These two projects were done to improve my KDB skills and demonstrate what I have learned. These were run on my raspberry pi for easy of use
To use both these demos, you need to have KDB+ installed and set up on the machine you are using. Kdb+ is an in-memory column-oriented database based on the concept of ordered lists. In-memory means it primarily stores its data in RAM. This makes it extremely fast with a much simplified database engine but it requires a lot of RAM (Which no longer poses a problem as servers with massive amounts of RAM are now inexpensive). Column oriented database means that each column of data is stored sequentially in memory
Demo 1: Use IPC with KDB and python to collect data from multiple cryptocurrency exchanges periodically and store in a KDB table and persist at the end of the day.
Instructions to run Demo 1:
- Start server in the background by calling initServer.sh. This is usually called through crontab every time the pi restarts.
- Then call setupServer.py to implement functions and logging in the server. Also done through crontab on reboot.
- Then call getPrices.py periodically to get prices from exchanges and pass it to server in the background. Called every minute via crontab.

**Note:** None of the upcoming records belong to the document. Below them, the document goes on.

PR #2026, opened 2023-02-15
Fix w_store_winver when $WINE contains spaces

SmallJoker:
While at it, I tried to find and fix more issues with shellcheck... but the script gave no output; so I assume it's alright?

Tested and reproduced with the `dash` POSIX shell and `WINE="/path/with spaces/wine"`


austin987:
> While at it, I tried to find and fix more issues with shellcheck... but the script gave no output; so I assume it's alright?

Yeah; shellcheck is run as part of the Github Actions that run before changes are merged, so it should generally be clean (until there's a new shellcheck version, of couse ;)).

> Tested and reproduced with the `dash` POSIX shell and `WINE="/path/with spaces/wine"`

Thanks!

Issue #1983, opened 2022-11-13
Feature request : Add dxvk-nvapi


xPakrikx:
Add installation of dxvk-nvapi if its possible :) 
[https://github.com/jp7677/dxvk-nvapi](https://github.com/jp7677/dxvk-nvapi)

Very thanks

chaitan3:
Would be nice if this could be updated to the latest version like dxvk and vkd3d, maybe even have a mechanism to always use the latest version from github?

PR #2033, opened 2023-02-24
Issue #1983: Add a dxvk-nvapi verb

ThisNekoGuy:
Please let me know if I overlooked anything or otherwise did something wrong; I _**think**_ I did this right but I'm not sure.

dxvk-nvapi is (mostly) a replacement for the physx verb, because it supports physx calls, but I didn't want to touch the physx verb since I'd be unsure of the potential impact; though, it is pretty safe to say that the physx verb is otherwise deprecated (but do correct me if you know more than I do).

### DIFF
--- a/src/winetricks
+++ b/src/winetricks
@@ -6910,7 +6910,7 @@ helper_dxvk()
     _W_dll_overrides="$(echo "${_W_dll_overrides}" | sed 's/d3d10 /&d3d10_1 /')"
     _W_package_dir="${_W_package_archive%.tar.gz}"
     _W_package_version="${_W_package_dir#*-}"
-    w_warn "Please refer to ${_W_repository#*/} version ${_W_package_version} release notes... See: https://github.com/${_W_repository}/releases/tag/${_W_package_version}"
+    w_warn "Please refer to ${_W_repository#*/} version ${_W_package_version} release notes... See: https://github.com/${_W_repository}/releases/tag/v${_W_package_version}"
     w_warn "Please refer to current dxvk base graphics driver requirements... See: https://github.com/doitsujin/dxvk/wiki/Driver-support"
 
     if w_wine_version_in ",${_W_min_wine_version}" ; then
--- a/src/winetricks
+++ b/src/winetricks
@@ -6931,7 +6931,7 @@ helper_dxvk()
         w_try mv "${W_TMP}/${_W_package_dir}/x32/${_W_dll}.dll" "${W_SYSTEM32_DLLS}/"
         [ "${_W_dll}" = "d3d9" ] && _W_d3d9_support="1"
     done
-    
+
     if test "${W_ARCH}" = "win64"; then
         for _W_dll in ${_W_dll_overrides}; do
             w_try mv "${W_TMP}/${_W_package_dir}/x64/${_W_dll}.dll" "${W_SYSTEM64_DLLS}/"
@@ -8248,7 +8248,7 @@ helper_dxvk_nvapi()
     for _W_dll in ${_W_dll_overrides}; do
         w_try mv "${W_TMP}/${_W_package_dir}/x32/${_W_dll}.dll" "${W_SYSTEM32_DLLS}/"
     done
-    
+
     if test "${W_ARCH}" = "win64"; then
         for _W_dll in ${_W_dll_overrides}; do
             w_try mv "${W_TMP}/${_W_package_dir}/x64/${_W_dll}.dll" "${W_SYSTEM64_DLLS}/"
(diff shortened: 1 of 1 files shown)


src/winetricks
```diff
@@ -8215,6 +8215,69 @@ load_dxvk()
...
+
+    _W_supported_overrides="nvapi nvapi64"
+    _W_invalid_overrides="$(echo "${_W_dll_overrides}" | awk -vvalid_overrides_regex="$(echo "${_W_supported_overrides}" | sed 's/ /|/g')" '{ gsub(valid_overrides_regex,""); sub("[ ]*",""); print $0 }')"
+    if [ "${_W_invalid_overrides}" != "" ]; then
+        w_die "parameter (4) unsupported dll override: '${_W_invalid_overrides}' ; supported dll overrides: ${_W_supported_overrides}"
+    fi
+
+    _W_package_dir="${_W_package_archive%.tar.gz}"
+    _W_package_version="v${_W_package_dir#*-v}"
+    w_warn "Please refer to ${_W_repository#*/} version ${_W_package_version} release notes... See: https://github.com/${_W_repository}/releases/tag/${_W_package_version}"
```
austin987, line 8237: Why the difference from dxvk? They end up with the same output, but dxvk_nvapi sets the "v" prefix in the variable assignment, while dxvk sets it in the warning itself?

src/winetricks
```diff
@@ -8215,6 +8215,69 @@ load_dxvk()
...
+    if [ "${_W_package_archive##*.}" = "zip" ]; then
+        w_try_unzip "${W_TMP}" "${W_CACHE}/${W_PACKAGE}/${_W_package_archive}"
+    else
+        w_try_cd "${W_TMP}"
+        w_try tar -zxf "${W_CACHE}/${W_PACKAGE}/${_W_package_archive}"
+    fi
+
+    for _W_dll in ${_W_dll_overrides}; do
+        w_try mv "${W_TMP}/${_W_package_dir}/x32/${_W_dll}.dll" "${W_SYSTEM32_DLLS}/"
+    done
```
austin987, line 8249: Please add a newline here.

ThisNekoGuy:
@austin987 Adding your requested newline(s) seems to displease the shellcheck github action

austin987:
> @austin987 Adding your requested newline(s) seems to displease the shellcheck github action

It should be a new line without trailing spaces (currently there are 4 empty spaces).

austin987:
Hi @ThisNekoGuy,

Thanks for fixing the CI checks.

So, took a slightly closer look, now that it looks more stable. I'm unclear on some of the changes. I'll make more detailed comments inline.

src/winetricks
```diff
@@ -8207,14 +8208,78 @@ load_dxvk()
 {
     # https://github.com/doitsujin/dxvk
     _W_dxvk_version="$(w_get_github_latest_release doitsujin dxvk)"
-    _W_dxvk_version="${_W_dxvk_version#v}"
-    w_linkcheck_ignore=1 w_download "https://github.com/doitsujin/dxvk/releases/download/v${_W_dxvk_version}/dxvk-${_W_dxvk_version}.tar.gz"
+    _W_dxvk_version="v${_W_dxvk_version#v}"
+    w_linkcheck_ignore=1 w_download "https://github.com/doitsujin/dxvk/releases/download/${_W_dxvk_version}/dxvk-${_W_dxvk_version}.tar.gz"
```
austin987, line 8212: Hi again @ThisNekoGuy. I think the original change was fine. I didn't see the explanation from your commit message, just the diff itself. My apologies for misunderstanding.

Please adjust the commit message though, to something like:
"dxvk: fix link to release notes"

(doesn't have to be exactly that, feel free to tweak/explain, but commit message should clearly indicate dxvk, not just a line number).

src/winetricks
austin987: To clarify, it's okay if things differ. I wanted to know why. Ideally, the code should be shared as much as possible, but differences happen.

That said, changes to dxvk itself should be avoided (unless it's a bug fix, or a change to _share_ code).

src/winetricks
ThisNekoGuy: [Like this?](https://github.com/Winetricks/winetricks/pull/2033/commits/e5f977eeafa4fc8ec32d9ab684d407af88f2c8c8)

src/winetricks
ThisNekoGuy: The only change I made to DXVK was how the package version variable collected the version tag; the value is only used for referencing the release notes here, so... what's the issue?

Issue #2030, opened 2023-02-23
winetricks breaks if used with wine build with --enable-architectures=i386,x86_64 / winetricks_set_wineprefix()


austin987:
In this setup, the prefix is 64-bit:
```
$ ls .wine/drive_c/
 ProgramData  'Program Files'  'Program Files (x86)'   users   windows

$ ls .wine/drive_c/windows/
command       globalization  inf        Microsoft.NET  performance  rundll.exe  system.ini  temp          twain_64     winhlp32.exe
explorer.exe  help           Installer  mono           regedit.exe  system      syswow64    twain_32      twain.dll    win.ini
Fonts         hh.exe         logs       notepad.exe    resources    system32    tasks       twain_32.dll  winhelp.exe  winsxs
```

But there's no `wine64` binary:
```
$ file /opt/oldwownew/wine-8.0/bin/* | grep -v 'shell script'
/opt/oldwownew/wine-8.0/bin/wine:           ELF 64-bit LSB executable, x86-64, version 1 (SYSV), dynamically linked, interpreter /lib64/ld-linux-x86-64.so.2, BuildID[sha1]=2f7a2fb204c876e5afb2159a1fee1be79c3bb2eb, for GNU/Linux 3.2.0, with debug_info, not stripped
/opt/oldwownew/wine-8.0/bin/wine-preloader: ELF 64-bit LSB executable, x86-64, version 1 (SYSV), statically linked, BuildID[sha1]=f0ae5ff9d792141653276bf560fbd50d7fed5a8a, with debug_info, not stripped
/opt/oldwownew/wine-8.0/bin/wineserver:     ELF 64-bit LSB pie executable, x86-64, version 1 (SYSV), dynamically linked, interpreter /lib64/ld-linux-x86-64.so.2, BuildID[sha1]=4f79bb850598068f37fcc55ba1eac37e99c8e662, for GNU/Linux 3.2.0, with debug_info, not stripped
```

In this configuration, though, the wine binary is 64-bit, not 32-bit. wine-preloader/wineserver are also 64-bit, not 32-bit.

winetricks_set_wineprefix() needs to be adjusted for this case. Given that WINE can point to a shell script (for in tree builds), it's probably best to check the bitness of the wineserver binary (but this needs testing).

See also: https://bugs.debian.org/cgi-bin/bugreport.cgi?bug=1031649

austin987:
[...]

PR #2035, opened 2023-02-25
Workaround missing /usr/bin/wine64.

jre-wine:
Workaround case where wine and related binaries are in /usr/bin, but wine64 is only in Wine's bindir (as in Debian wine 8.0~repack-4). Use /usr/bin/wineboot (which is a symlink in Debian packaging) to figure out the bindir, because /usr/bin/wine is a wrapper script in Debian.

See discussion in https://bugs.debian.org/1031649.

I'm not sure if this already should be added in Winetricks, probably this depends on the next set of Debian Wine packages. For now I applied this patch in Debian.

Tested with the deb packages from Debian wine 8.0\~repack-2 and 8.0\~repack-4, and Winehq winehq-staging 8.2~bookworm-1.

### DIFF
--- a/src/winetricks
+++ b/src/winetricks
@@ -5063,6 +5063,19 @@ winetricks_set_wineprefix()
         # Check the bitness of wineserver + wine binary, used later to determine if we're on a WOW setup (no wine64)
         # https://github.com/Winetricks/winetricks/issues/2030
         WINESERVER_BIN="$(which "${WINESERVER}")"
+
+        # wineboot often is a link pointing to wineapploader in Wine's bindir. If we don't find binaries we may look for them there later
+        if [ -n "${READLINK_F}" ]; then
+            true
+        elif [ "$(uname -s)" = "Darwin" ]; then
+            # readlink exists on MacOS, but does not support "-f" on MacOS < 12.3
+            # Use perl instead
+            READLINK_F="perl -MCwd=abs_path -le 'print abs_path readlink(shift);'"
+        else
+            READLINK_F="readlink -f"
+        fi
+        WINEBOOT_BIN="$(dirname "${WINESERVER_BIN}")/$(basename "${WINESERVER_BIN}"|sed 's,wineserver,wineboot,')"
+
         _W_wineserver_binary_arch="$(winetricks_get_file_arch "${WINESERVER_BIN}")"
         WINE_BIN="$(which "${WINE}")"
         _W_wine_binary_arch="$(winetricks_get_file_arch "${WINE_BIN}")"
--- a/src/winetricks
+++ b/src/winetricks
@@ -5102,10 +5102,18 @@ winetricks_set_wineprefix()
         elif command -v "${WINE}64" >/dev/null 2>&1; then
             WINE64="${WINE}64"
         else
-            # Handle case where wine binaries (or binary wrappers) have a suffix
-            WINE64="$(dirname "${WINE}")/"
-            [ "${WINE64}" = "./" ] && WINE64=""
-            WINE64="${WINE64}$(basename "${WINE}" | sed 's/^wine/wine64/')"
+            if [ -x "${WINEBOOT_BIN}" ]; then
+                WINE_BINDIR="$(dirname "$(${READLINK_F} "${WINEBOOT_BIN}" 2>/dev/null)" 2>/dev/null)"
+                if [ -x "${WINE_BINDIR}/wine64" ]; then
+                    # Workaround case where wine is in path, but wine64 is only in Wine's bindir
+                    WINE64="${WINE_BINDIR}/wine64"
+                fi
+            else
+                # Handle case where wine binaries (or binary wrappers) have a suffix
+                WINE64="$(dirname "${WINE}")/"
+                [ "${WINE64}" = "./" ] && WINE64=""
+                WINE64="${WINE64}$(basename "${WINE}" | sed 's/^wine/wine64/')"
+            fi
         fi
         WINE_ARCH="${WINE64}"
         WINE_MULTI="${WINE}"


austin987:
I appreciate the patch, but not everyone has wine installed in /usr/bin ;).

This will need a more general solution (see also #2030).

Gcenx:
Also only the gnu version of readlink supports -f, using that option would effectively break winetricks on platforms that don’t use gnu utility’s.

austin987:
> Also only the gnu version of readlink supports -f, using that option would effectively break winetricks on platforms that don’t use gnu utility’s.

FWIW, the version of readlink that I see on macOS 12.6 (gcc104 from https://cfarm.tetaneutral.net/machines/list/):
`macOS 12.6                                                       June 22, 2017                                                      macOS 12.6`

supports `readlink -f`. Do you happen to know if that is recent in OSX/in other versions? The binary there is from /usr/bin, and comes from BSD, so I don't think it's homebrew/etc. thing, but I could definitely be wrong.

Gcenx:
Hum `readlink -f` does work on macOS Ventura (13.x) but it doesn’t work on macOS Mojave (14.x)

So maybe macOS Monterey (12.x) and macOS Ventura (13.x) have a new enough version of `readlink`.

Might need to require `coreutils` package on macOS for `greadlink` for legacy versions of macOS.

jre-wine:
I just want to clarify that Winetricks won't be "broken" if readlink -f is not working. Only this specific workaround wouldn't work.
And of course this workaround is only a fix for a specific setup as in current Debian unstable, but it is no fix for a completely missing wine64 as we might see if wine is compiled the new way (--enable-archs=i386,x86_64).

austin987:
Does https://github.com/austin987/winetricks/commit/05c43b58d2191958064516ec9406d837d8cf54e8 work for the debian package?

jre-wine:
Unfortunately not, even with the -preloader packages installed. Their binaries are also only installed to Wine's bindir (I just had a quick glance at the commit, but I assume that's the issue).

```
$ ./src/winetricks
warning: Unknown wine-loader binary type ("cannot open `' (No such file or directory)"). Please open a bug and attach output of "./src/winetricks -v"
$ ./src/winetricks -v
[...]
+ latest_version=20230212
+ echo 20230212
+ grep -q -E [0-9]{8}
+ [ -z 20230212 ]
+ [ ! 20230212-next = 20230212 ]
+ [ ! 20230212-next = 20230212-next ]
+ W_ISO_MOUNT_ROOT=/mnt/winetricks
+ W_ISO_USER_MOUNT_ROOT=/home/jens/winetricks-iso
+ W_ISO_MOUNT_LETTER=i
+ WINE=wine
+ command -v wine-preloader
+ dirname wine
+ test -x 
+ test -x wine-preloader
+ test -x 
+ test -x ./loader/wine-preloader
+ file 
+ _W_file_output=cannot open `' (No such file or directory)
+ w_die Unknown wine-loader binary type ("cannot open `' (No such file or directory)"). Please open a bug and attach output of "./src/winetricks -v"
+ w_warn Unknown wine-loader binary type ("cannot open `' (No such file or directory)"). Please open a bug and attach output of "./src/winetricks -v"
+ [ -z  ]
+ printf %s\nwarning: %b\n%s\n ------------------------------------------------------ Unknown wine-loader binary type ("cannot open `' (No such file or directory)"). Please open a bug and attach output of "./src/winetricks -v" ------------------------------------------------------
warning: Unknown wine-loader binary type ("cannot open `' (No such file or directory)"). Please open a bug and attach output of "./src/winetricks -v"
+ test 
+ unset _W_timeout
+ exit 1
+ winetricks_cleanup
+ test 
+ set +e
+ test -f /tmp/winetricks.lohAWTaw/w.jens.103921/dd-pid
+ test 
+ [  = 1 ]
```

kenorb:
I've tested on the latest Debian Docker container and PR seems to fix the problems as per <https://github.com/Winetricks/winetricks/issues/2119#issuecomment-1902678526>.

melroy89:
I have the same problem with [WineGU](https://github.com/winegui/WineGUI/issues/21#issuecomment-1950570842), it impact various distros now. And you're indeed correct there is no wine64 binary, but only a `wine` wrapper script.

I hope a final solution can soon be released for Winetricks, solving this urgent issue once and for all.

melroy89 (approved):

jre-wine:
I updated this PR for both issues mentioned here before:

Instead of hardcoding /usr/bin/wineboot I use WINESERVER_BIN to figure out wineboot's path. If this doesn't work there's no regression, just a missed opportunity to figure out where wine64 might be after other attempts also failed.

readlink exists on MacOS, but does not support "-f" on MacOS < 12.3. So I use perl there now.
I use "perl" without checking if it is installed at all. (Even though it is installed on MacOS per default since a certain version that I forgot, it still might've been uninstalled). But perl is already used in other places of Winetricks without special checks, and it looks cleaner that way.

There are further readlink-related optimizations possible which I might implement with the help of some MacOS users if someone thinks it's worth the effort (I don't). See https://stackoverflow.com/questions/1055671/how-can-i-get-the-behavior-of-gnus-readlink-f-on-a-mac
- If we know the MacOS version, we might use "readlink -f" on current MacOS.
- If I know the exact syntax and filepath we might use greadlink (provided by a separate package)
- As fallback we might use "stat" - but the syntax I found on the web doesn't work on Linux.

melroy89 (approved):

jre-wine:
Updated to allow for parent dirs containing wineserver in their name (same as in PR 2189)
Now I use dirname for the dir, and basename+sed for the filename (to allow for suffixes in the filename.

melroy89:
Hopefully @austin987 now agrees with this.

jre-wine:
I moved the basics for determining Wine's bindir (readlink and wineboot) to a place where it can be used both for determining the wineserver and wine arch (https://github.com/Winetricks/winetricks/pull/2189), and the wine64-only-in-BINDIR workaround (this PR). These basics are in a seperate commit that is shared by both PRs.

austin987 (approved):
Thanks @Chiitoo, and sorry for the delay in reviewing!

- Then at the end of the day call saveAndResetKDBServer.py to save partitioned table and to reset the q server for new day
Demo 2: Use data collected from demo 1 to demonstrate how websockets can be used to do live charting with the use of HTML, javascript and chartjs
Instructions to run Demo 2:
- Run the q script tmp.q. This starts a server and sets up web socket functions and logging.
- Open chartJSBasic.htm in a web browser. Enter the IP address of the device that is running the q server mentioned above and click connect. This should connect the webpage to the server and start receiving data.
- Check the webSocketConnections table in the q server to see active connections.